#### [TASK INSTRUCTIONS]
The entries follow. Copy every line in which "should" appears.

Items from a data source
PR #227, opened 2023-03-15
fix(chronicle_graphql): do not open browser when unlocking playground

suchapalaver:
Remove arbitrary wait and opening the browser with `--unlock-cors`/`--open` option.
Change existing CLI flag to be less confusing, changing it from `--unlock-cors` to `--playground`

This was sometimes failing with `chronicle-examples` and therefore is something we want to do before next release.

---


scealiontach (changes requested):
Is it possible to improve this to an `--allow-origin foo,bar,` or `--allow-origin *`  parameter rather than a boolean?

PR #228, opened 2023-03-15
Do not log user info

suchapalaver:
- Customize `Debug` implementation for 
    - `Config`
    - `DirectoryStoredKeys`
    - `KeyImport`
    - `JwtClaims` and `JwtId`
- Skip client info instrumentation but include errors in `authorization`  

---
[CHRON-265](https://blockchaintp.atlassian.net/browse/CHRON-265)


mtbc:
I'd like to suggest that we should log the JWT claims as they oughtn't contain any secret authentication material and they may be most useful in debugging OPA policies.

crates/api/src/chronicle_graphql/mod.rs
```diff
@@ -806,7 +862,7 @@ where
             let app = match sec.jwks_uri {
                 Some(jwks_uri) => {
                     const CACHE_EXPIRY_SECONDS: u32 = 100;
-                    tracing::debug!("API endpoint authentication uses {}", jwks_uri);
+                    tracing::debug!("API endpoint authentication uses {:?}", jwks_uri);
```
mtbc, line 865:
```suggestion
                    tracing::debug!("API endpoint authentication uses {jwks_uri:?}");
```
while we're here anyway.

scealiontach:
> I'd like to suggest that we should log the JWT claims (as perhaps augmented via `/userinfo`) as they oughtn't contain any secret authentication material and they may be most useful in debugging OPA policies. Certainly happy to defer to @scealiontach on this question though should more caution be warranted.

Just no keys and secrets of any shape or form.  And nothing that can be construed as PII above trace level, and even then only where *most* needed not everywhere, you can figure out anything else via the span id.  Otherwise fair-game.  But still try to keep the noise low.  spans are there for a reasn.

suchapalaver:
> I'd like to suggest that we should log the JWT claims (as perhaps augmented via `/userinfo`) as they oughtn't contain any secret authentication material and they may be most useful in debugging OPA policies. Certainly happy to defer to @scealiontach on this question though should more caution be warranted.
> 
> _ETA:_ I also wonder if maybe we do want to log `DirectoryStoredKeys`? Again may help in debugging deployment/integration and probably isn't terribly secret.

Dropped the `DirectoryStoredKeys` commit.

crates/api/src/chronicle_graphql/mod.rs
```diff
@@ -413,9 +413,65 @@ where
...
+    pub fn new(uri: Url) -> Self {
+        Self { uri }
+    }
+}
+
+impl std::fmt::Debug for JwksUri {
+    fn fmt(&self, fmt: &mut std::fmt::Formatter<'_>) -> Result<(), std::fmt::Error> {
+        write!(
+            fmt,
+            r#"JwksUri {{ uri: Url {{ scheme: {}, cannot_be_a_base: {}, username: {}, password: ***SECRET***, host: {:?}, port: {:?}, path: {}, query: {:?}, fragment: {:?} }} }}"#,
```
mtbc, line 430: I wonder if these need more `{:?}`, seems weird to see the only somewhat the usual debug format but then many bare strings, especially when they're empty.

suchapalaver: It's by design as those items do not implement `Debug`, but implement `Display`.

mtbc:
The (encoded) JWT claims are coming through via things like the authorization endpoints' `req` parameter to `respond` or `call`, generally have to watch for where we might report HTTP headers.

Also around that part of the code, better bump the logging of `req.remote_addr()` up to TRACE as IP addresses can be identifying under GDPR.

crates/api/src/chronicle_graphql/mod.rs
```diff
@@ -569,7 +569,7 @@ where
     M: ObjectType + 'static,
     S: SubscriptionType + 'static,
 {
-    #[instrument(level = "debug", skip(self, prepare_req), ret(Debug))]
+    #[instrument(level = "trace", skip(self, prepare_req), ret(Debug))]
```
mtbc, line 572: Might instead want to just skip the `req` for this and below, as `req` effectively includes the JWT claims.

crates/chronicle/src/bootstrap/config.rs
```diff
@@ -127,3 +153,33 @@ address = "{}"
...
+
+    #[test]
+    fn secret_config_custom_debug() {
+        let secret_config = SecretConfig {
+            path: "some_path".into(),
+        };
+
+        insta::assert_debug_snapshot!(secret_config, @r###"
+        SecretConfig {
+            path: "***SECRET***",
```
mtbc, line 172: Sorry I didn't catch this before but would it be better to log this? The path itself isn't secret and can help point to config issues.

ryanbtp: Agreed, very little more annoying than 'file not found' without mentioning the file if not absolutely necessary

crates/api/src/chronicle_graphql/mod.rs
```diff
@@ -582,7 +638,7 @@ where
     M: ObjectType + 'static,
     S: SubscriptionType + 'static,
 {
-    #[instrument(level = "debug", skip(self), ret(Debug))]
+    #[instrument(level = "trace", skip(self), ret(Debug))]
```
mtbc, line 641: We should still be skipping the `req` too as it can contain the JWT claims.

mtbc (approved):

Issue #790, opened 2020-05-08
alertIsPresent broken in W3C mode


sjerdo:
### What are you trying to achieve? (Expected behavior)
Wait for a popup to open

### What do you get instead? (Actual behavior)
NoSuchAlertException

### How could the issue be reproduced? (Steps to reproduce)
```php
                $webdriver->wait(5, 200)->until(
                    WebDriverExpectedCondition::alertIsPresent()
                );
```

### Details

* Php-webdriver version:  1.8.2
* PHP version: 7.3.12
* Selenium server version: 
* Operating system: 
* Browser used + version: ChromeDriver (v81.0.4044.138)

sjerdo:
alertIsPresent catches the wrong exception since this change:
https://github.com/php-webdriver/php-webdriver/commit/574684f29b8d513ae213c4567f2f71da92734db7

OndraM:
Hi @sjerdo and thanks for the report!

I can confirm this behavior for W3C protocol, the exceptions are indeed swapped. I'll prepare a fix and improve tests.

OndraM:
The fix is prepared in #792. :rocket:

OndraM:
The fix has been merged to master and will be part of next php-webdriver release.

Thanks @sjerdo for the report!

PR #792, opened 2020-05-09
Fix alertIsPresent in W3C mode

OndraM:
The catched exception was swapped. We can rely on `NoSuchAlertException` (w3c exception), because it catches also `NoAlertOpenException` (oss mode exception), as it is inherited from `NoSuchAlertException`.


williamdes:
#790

#### [OUTPUT FOR THIS TASK]
I'd like to suggest that we should log the JWT claims as they oughtn't contain any secret authentication material and they may be most useful in debugging OPA policies.
> I'd like to suggest that we should log the JWT claims (as perhaps augmented via `/userinfo`) as they oughtn't contain any secret authentication material and they may be most useful in debugging OPA policies. Certainly happy to defer to @scealiontach on this question though should more caution be warranted.
> I'd like to suggest that we should log the JWT claims (as perhaps augmented via `/userinfo`) as they oughtn't contain any secret authentication material and they may be most useful in debugging OPA policies. Certainly happy to defer to @scealiontach on this question though should more caution be warranted.
mtbc, line 641: We should still be skipping the `req` too as it can contain the JWT claims.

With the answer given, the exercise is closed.